Justo por isso, um dos fenômenos mais importantes na construção da


“nova ordem” mundial no fim do século XX foi a desarticulação
sucessiva das diferentes estratégias desses países intermediários que
buscavam industrializar - se e diminuir a distância em relação ao centro
(ou, no caso da União Soviética, disputar o centro). A primeira vaga de
desarticulação, associada às crises das dívidas externas na primeira
metade da década de 1980 e ao desdobramento na direção de políticas
neoliberais, destrói os projetos em curso na América Latina. A segunda
vaga, que ocorre no fim da mesma década e início da seguinte,
desarticula a antiga União Soviética e os países de sua área de
influência.
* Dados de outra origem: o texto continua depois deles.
PR #52, opened 2020-11-12
Add cosaParallelCmds.groovy

ravanelli:
Make fcosCosaBuildMetal available as a custom step

### DIFF
--- a/vars/cosaParallelCmds.groovy
+++ b/vars/cosaParallelCmds.groovy
@@ -1,0 +1,13 @@
+// Run cosa commands in parallel
+// Available parameters:
+//    cosaDir:        string    -- cosa working directory
+//    commands:     []string    -- list of commands to run
+//    user:           string    -- user account to run cosa commands
+
+def call(params = [:]) {
+    def commands = params['commands'];
+
+    parallel commands.inject([:]) { d, i -> d[i] = {
+        utils.cosaCmd(cosaDir: params['cosaDir'], user: params['user'], args: "buildextend-${i.toLowerCase()}")
+    }; d }
+}


vars/cosaParallelCmds.groovy
```diff
@@ -0,0 +1,27 @@
+// Run cosa commands in parallel
+// Available parameters:
+//    cosaDir:        string    -- cosa working directory
+//    isBuild:        boolean   -- run build commands using `cosa buildextend-`
+//                                 e.g pass to runCommands only:
+//                                 ['metal', 'metal4k', 'live', 'AWS']
```
jlebon, line 6: Do you expect to use this for commands which aren't `buildextend-...`? I think any other command doesn't parallelize as obviously.

vars/cosaParallelCmds.groovy
```diff
@@ -0,0 +1,27 @@
...
+//    runCommands:  []string    -- list of commands to run
```
jlebon, line 7: Maybe just `commands`?

vars/cosaParallelCmds.groovy
```diff
@@ -0,0 +1,27 @@
...
+//    user:           string    -- user account to run cosa commands
+
+def call(params = [:]) {
+    def runCommands = params['runCommands'];
+
+    if (params['stage']) {
+        stage(params['stage'])
+    } else {
+        stage("Run")
+    }
```
jlebon, line 18: Does this actually wrap the parallel stages or does it just result in an empty stage before the parallel runs? Normally, to define a stage you'd pass the stage code as a close (i.e. `stage("foo") { ... }`).

Maybe let's rework this as:

```groovy
stageName = params.get('stage', "Run")
stage(stageName) {
    parallel ...
}
```

?

jlebon: Actually, I think we should just delete that ability entirely. Let's leave it up to the caller to wrap the call to `cosaParallelCmds` in a stage if they'd like. WDYT?

jlebon (approved):

PR #55, opened 2020-11-12
fcosKola: add `addExtTests` parameter

ravanelli:
Add self tests in fcosKola

### DIFF
--- a/vars/fcosKola.groovy
+++ b/vars/fcosKola.groovy
@@ -1,5 +1,6 @@
 // Run kola tests on the latest build in the cosa dir
 // Available parameters:
+//    addExtTests:    []string -- list of test paths to run
 //    cosaDir:         string  -- cosa working directory
 //    parallel:        integer -- number of tests to run in parallel (default: 8)
 //    skipUpgrade:     boolean -- skip running `cosa kola --upgrades`
@@ -34,6 +35,12 @@ def call(params = [:]) {
         }
         def parallel = params.get('parallel', 8);
         def extraArgs = params.get('extraArgs', "");
+        def addExtTests = params.get('addExtTests', [])
+
+        for (path in addExtTests) {
+            args += " --exttest ${env.WORKSPACE}/${path}"
+        }
+
         try {
             if (params['basicScenarios']) {
                 shwrap("cd ${cosaDir} && cosa kola run --basic-qemu-scenarios")


vars/fcosKola.groovy
```diff
@@ -3,6 +3,7 @@
 //    cosaDir:         string  -- cosa working directory
 //    parallel:        integer -- number of tests to run in parallel (default: 8)
 //    skipUpgrade:     boolean -- skip running `cosa kola --upgrades`
+//    skipSelfTests:   boolean -- skip running `run-kola-self-tests`
```
jlebon, line 6: How about we flip this around and have the self-test be disabled by default? So we'd call this e.g. `selfTest`.

jlebon: My reason for this is that I think the self-test isn't really useful for the majority of upstream projects.

ravanelli: @jlebon Thanks again for the reviews!
Done ;)

vars/fcosKola.groovy
```diff
@@ -58,6 +59,16 @@ def call(params = [:]) {
             shwrap("test -d ${cosaDir}/tmp/kola-upgrade")
         }
     }
+    if (params["selfTest"]) {
+        kolaRuns['self_tests'] = {
+            try {
+                shwrap("cd ${cosaDir} && ${env.WORKSPACE}/ci/run-kola-self-tests")
```
jlebon, line 65: Sorry, I missed this before. I don't think we should rely on this script here. If we want to support the self-test as target in `fcoSKola`, we shouldn't assume that it's going to be running against a cosa git checkout. (E.g. another place where I see this being useful is in the https://github.com/coreos/fedora-coreos-config CI since it has the code that gathers the journal logs).

So here I think we should call out to `kola` ourselves like that script does.

vars/fcosKola.groovy
```diff
@@ -3,6 +3,7 @@
 //    cosaDir:         string  -- cosa working directory
 //    parallel:        integer -- number of tests to run in parallel (default: 8)
 //    skipUpgrade:     boolean -- skip running `cosa kola --upgrades`
+//    selfTests:      []string -- list of test paths to run
```
jlebon, line 6: Ahh OK, one thing I didn't realize here was that the self-tests themselves were located in cosa under `tests/kola-ci-self` and not as part of kola itself.

Hmm, in that case, how about we generalize this slightly so that it's just a parameter that takes paths that we pass to the main kola run. E.g. something like

```groovy
// addExtTests []string -- list of dirs containing additional external tests
...
def call(params = [:]) {
    ...
    def addExtTests = params,get('addExtTests', [])
    ...
    for (path in addExtTests) {
        args += "--exttest ${path}"
    }
    ...
}
```

?

Then, CI for cosa can just pass the `tests/kola-ci-self` dir when it runs kola, or if it really wants the run to be separate from the main run, call `fcosKola` again with that and an `extraArgs` set to `ext.kola-ci-self*` so it only runs those tests.

Does that make sense?

vars/fcosKola.groovy
```diff
@@ -34,6 +35,12 @@ def call(params = [:]) {
         }
         def parallel = params.get('parallel', 8);
         def extraArgs = params.get('extraArgs', "");
+        def addExtTests = params.get('addExtTests', [])
+
+        for (path in addExtTests) {
+            args += "--exttest ${env.WORKSPACE}/${path}"
```
jlebon, line 41: I think we need a leading space here to make sure that they're separate args. I.e.

```suggestion
            args += " --exttest ${env.WORKSPACE}/${path}"
```

jlebon (approved):
LGTM!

Em meados da década de 1990, chega a vez do acerto de
contas com as estratégias de emparelhamento em curso em países da
Ásia. Só a China resiste, apoiada em sua configuração estrutural –
território, recursos, população –, em sua vontade política e na
especificidade de seu sistema, cuidadosamente preservado, na medida
do possível, das ondas de choque oriundas do sistema internacional (a
experiência chinesa de crescimento rápido é recente, pertence a uma
“nova geração”, sendo difícil fazer qualquer prognóstico claro sobre seu
desdobramento de longo prazo).

Todos os elementos comuns dos processos de desarticulação, a que nos


referimos, estão contidos na estratégia de recuperação da hegemonia
americana: o choque dos juros, a aceleração da corrida armamentista, a
financeirização da riqueza e assim por diante.

É claro que essas desarticulações sucessivas só se tornaram possíveis


porque as diferentes estratégias dos países intermediários continham
importantes fraquezas. Não é o caso de analisá- las aqui, caso a caso.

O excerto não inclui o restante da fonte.